Wednesday, April 11, 2007

Life On Mars

Of interest to the editor:

Because this has been one of the worst weeks in quite a while (reminiscent of the end of my junior year of high school) I cannot forge an original entry. Instead I have this. Bill Keller is the editor of The New York Times. Here he is answering a letter that came his way.

Colorful Leads

Q. The colorful lead is the bane (or at least one of the banes) of my time spent with The Times. So often, I have tried quickly to get the gist of a story (this happens in the Sports section more often than in the news sections) only to find that I must read something like "it was a dark and dreary night" before finding the point, or the score, or even a notion of what the article is about.

Whatever happened to the inviolate rule that a lead was 35 words or fewer, telling us where, why, what or who?

-- Peter C. Boulay, Bronx, N.Y.

A. As the sun blazed above the snow-lacquered peaks of the Hindu Kush, the weary editor flipped down his clip-on sunglasses and booted up his laptop.

It had been a long week, a soul-sapping, disorienting and yet strangely satisfying week.

Past the simple campsite where he awaited his digital connection to the modern world flowed all the human mystery of the East: the women shrouded in burqas of azure, or possibly cerulean, he was not too good on blues; the camel-borne warlords draped with belts of bullets; the shoeless boys in filthy "I Heart New York" T-shirts; and all the rest, all separated by semicolons and swaddled in colorful cliches.

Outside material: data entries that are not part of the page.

PR #21447, opened 2026-04-30
Fix parent-bucket scoping in StreamStringTermsAggregator

harshavamsi:
When StreamStringTermsAggregator ran as a sub-aggregator under another terms aggregator, every parent bucket received the same inner bucket list. The collector wrote into a flat docCounts array keyed on segment ordinal, ignoring the owningBucketOrd passed into collect(), and selectTopBuckets walked that same global array once per parent ordinal.

Route collection through LongKeyedBucketOrds keyed on (owningBucketOrd, segmentOrdinal) so each parent bucket maintains its own doc-count state, and teach selectTopBuckets to enumerate buckets per owner via ordsEnum(owningBucketOrd). Thread CardinalityUpperBound into createStreamStringTermsAggregator so the factory can pick between FromSingle and FromMany implementations.

Add a deterministic reproducer in StreamStringTermsAggregatorTests that fails on the pre-fix code by asserting two parent buckets produce distinct inner results.

### Description

### Related Issues

### Check List


rishabhmaurya:
@harshavamsi I think we should add an IT to cover the sub aggregation case here.

harshavamsi:
@rishabhmaurya Added an IT for this case.

harshavamsi:
{"run-benchmark-test":"id_17"}

rishabhmaurya:
{"run-benchmark-test":"id_17"}

rishabhmaurya:
@harshavamsi do you mind taking a look at the failure

server/src/main/java/org/opensearch/search/aggregations/bucket/terms/StreamStringTermsAggregator.java
```diff
@@ -261,92 +252,122 @@ private static class SelectionResult<B> {
...
+        private SelectionResult<B> selectTopBuckets(long owningBucketOrd, int segmentSize, BucketCountThresholds thresholds)
+            throws IOException {
+            long bucketsForOwner = bucketOrds.bucketsInOrd(owningBucketOrd);
+            if (bucketsForOwner == 0) {
+                return new SelectionResult<>(new ArrayList<>(), 0L);
+            }
+
+            // Pair up each candidate as (bucketOrd, segmentOrdinal). We keep them in two
+            // parallel arrays sized bucketsForOwner.
+            long[] candidateBucketOrds = new long[Math.toIntExact(bucketsForOwner)];
```
rishabhmaurya: we should not be creating a regular java long array of size with upper bound upto max ordinals, which seems to be the case here. Please make use of bigarrays or it will result into hard OOMs rather than CBE.

rishabhmaurya: It is fine to create java array of size of topN requested which is `effectiveSegmentSize` or `segmentSize` which is usually much smaller

rishabhmaurya: You can see how in previous logic we made use of reusableIndices bigArray until we knew the effective segment size and then we lazily used java int array of that size to perform quick select.

rishabhmaurya:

The computer flickered to life. The keys clicked like castanets until up came a complaint from the northern part of a far-off metropolis at the eastern end of a troubled superpower. The editor read. He frowned. Then he squinted down at the keyboard and typed:

"Amen, Mr. Boulay. Amen."


There's something about Keller's jovial approach to a rather confrontational letter that you see so rarely today.

Daniel

Thursday, April 5, 2007

Race for the Prize

Of interest to the editor:

A friend posed this to me the other day. Imagine that there is a runaway trolley, and this trolley is headed down a track toward a group of people, you have the power to flip a switch and divert the trolley down a different track to where one person is having a picnic, killing that one person but saving the others. Which do you choose?
I chose to switch the switch because someone is going to die no matter what so it's better to save the lives that I can rather than save one life and kill the other people.
So then my friend posed the second scenario. You are a doctor and have a number of patients who need transplants, one needs a new heart, another needs skin, another needs blood type O, another needs a bone marrow transplant. In walks a man with all the specific body parts that are totally compatible for the patients. Your fellow hospital doctors say that you have to kill him to get his organs and save the lives of all these others. Do you kill him? There is not much time left so it's either kill this perfectly healthy guy who's a match for all these other people and save their lives or let that guy live and watch the other people die.
I said no, I don't kill him because killing another man is wrong even though that means all the patients will die.
So what's the difference between the first scenario and the second scenario? Basically, you aren't the trolley. For some reason people find it more ethical to switch the trolley's track killing one person than to actively choose to kill one person to save others even though killing one person in both scenario saves more people. If the choices only include either killing one person or killing a few people, we defer to the quantity to choose which is ethical. If there is an option to kill one person to save others or not kill that one person, not killing that one person becomes the most ethical choice. In the doctor scenario you could kill one person to save others but it seems wrong because you are actually doing the killing. Because there is no option to choose to kill like there is in the doctor case, switching the track to kill one person seems ethical even though the death of one person saves others just like the doctor case.